Clinical-stage biopharmaceutical company Verona Pharma updated the market on its operations on Tuesday, confirming that in the quarter to 31 March it successfully completed two further clinical trials with nebulized RPL554 ahead of schedule.
The AIM-traded firm also reported positive top-line data from a Phase 2b clinical trial for maintenance treatment of chronic obstructive pulmonary disease (COPD) during the period:
It explained that its product candidate, RPL554, was a first-in-class inhaled dual inhibitor of the enzymes phosphodiesterase 3 and 4, or PDE3 and PDE4, that acted as both a bronchodilator and an anti-inflammatory agent in a single compound.
Verona Pharma said it was developing RPL554 for the treatment of COPD and cystic fibrosis (CF), and potentially for asthma.
RPL554 was said to have met the company's primary endpoint at all doses, showing a "statistically significant difference" when compared to placebo, with absolute changes from baseline >200mL in peak FEV1 after four weeks of dosing.
No minimum effective dose could be determined, the company said.
The peak bronchodilator effect was observed at the first dose, and was sustained over four weeks.
Statistically significant improvements in average FEV1 over 12 hours were observed at all doses after the first administration, and that effect was sustained over four weeks.
Verona said the study did not demonstrate "consistent improvements" in trough FEV1.
Recording of daily COPD symptoms, using E-RS, demonstrated a significant, clinically relevant, progressive improvement in total COPD symptoms, including improvements in breathlessness, chest symptoms, and cough and sputum.
There was a strong trend of improvement in quality of life score, with the board reporting that the St.
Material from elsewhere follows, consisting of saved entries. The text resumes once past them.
PR #6583, opened 2023-09-07
Update and Delete returning preload

FrancoLiberali:
- [x] Do only one thing
- [x] Tested

Be able to do preloading with an UPDATE or DELETE that does RETURNING

### DIFF
--- a/callbacks/callbacks.go
+++ b/callbacks/callbacks.go
@@ -68,6 +68,7 @@ func RegisterDefaultCallbacks(db *gorm.DB, config *Config) {
 	updateCallback.Register("gorm:before_update", BeforeUpdate)
 	updateCallback.Register("gorm:save_before_associations", SaveBeforeAssociations(false))
 	updateCallback.Register("gorm:update", Update(config))
+	updateCallback.Register("gorm:preload", Preload)
 	updateCallback.Register("gorm:save_after_associations", SaveAfterAssociations(false))
 	updateCallback.Register("gorm:after_update", AfterUpdate)
 	updateCallback.Match(enableTransaction).Register("gorm:commit_or_rollback_transaction", CommitOrRollbackTransaction)
--- a/callbacks/callbacks.go
+++ b/callbacks/callbacks.go
@@ -58,6 +58,7 @@ func RegisterDefaultCallbacks(db *gorm.DB, config *Config) {
 	deleteCallback.Register("gorm:before_delete", BeforeDelete)
 	deleteCallback.Register("gorm:delete_before_associations", DeleteBeforeAssociations)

George's Respiratory Questionnaire (SGRQ-C) of >2.5 units was observed in all dose groups after four weeks.
Patients' Global Impression of Change indicated that patients felt better on RPL554 compared to placebo, with the company also finding that RPL554 was well tolerated at all doses with an adverse event profile similar to placebo.
During the quarter, Verona also reported positive top-line data from a Phase 2a clinical trial to study the pharmacokinetic and pharmacodynamic profile in cystic fibrosis, with the pharmacokinetic profile said to have been consistent with that observed in patients with COPD, although with lower peak serum levels of RPL554 in CF patients.
The serum half-life was dose-dependent; 7.5 to 10.1 hours for 1.5 mg and 6 mg, respectively.
RPL554 also elicited a "statistically significant" increase in average FEV1 in treated patients for 1.5 mg and 6 mg at 4, 6 and 8 hour time points.
Verona said the drug was well-tolerated in the patient group, with an adverse event profile consistent with other studies with RPL554.
Preparations for a Phase 2 nebulized RPL554 add-on study to LABA/LAMA or triple therapy were continuing to progress according to plan, with the clinical trial expected to start in the third quarter of 2018.
MDI and DPI formulation work was also progressing "well" with pre-clinical studies with RPL554 in new formulations now expected to complete in the second half of 2018.
On the financial front, Verona reported net cash, cash equivalents and short term investments at 31 March of £72.6m, down from £80.3m at the end of December.
For the three months ended 31 March, the company reported an operating loss of £5.9m, widening from £4.1m a year ago, and reported a loss after tax of £15.2m, more than the £1.9m it reported at the same time in 2017.
Operating expenses increased due to an expansion of research and development activity, the board said.
The increase in the net loss was said to reflect the finance expense for the increase in the fair value of the liability representing the warrants over Verona shares, of £9.0m, which is a non-cash item.
Reported losses per share totalled 14.5p for the three months ended 31 March, up from 3.7p year-on-year.
Net cash used in operating activities for the three months was £6.2m, rising from £3.5m last year and reflecting increased clinical activities.
"We are pleased to have reported positive top-line data from two clinical studies that we completed ahead of schedule during the first quarter," said Verona CEO Jan-Anders Karlsson.
"In our largest and longest trial to date, a 403 patient four-week Phase 2b trial, RPL554 demonstrated a significant and clinically meaningful improvement in lung function in COPD patients, as well as a clinically meaningful improvement in daily reported COPD symptom scores in all sub-domains, that continued to improve over the four-week treatment period."
Karlsson said the data gave the board confidence in progressing nebulised RPL554 towards Phase 3 studies in COPD patients.
"Likewise, the positive data in our Phase 2a trial in CF patients now makes a proof-of-concept study in patients with CF feasible.
"We are delighted with the significant progress we made with RPL554 during the reporting period, providing further support for RPL554 potentially becoming an important novel and well-differentiated treatment for patients with COPD, as well as CF."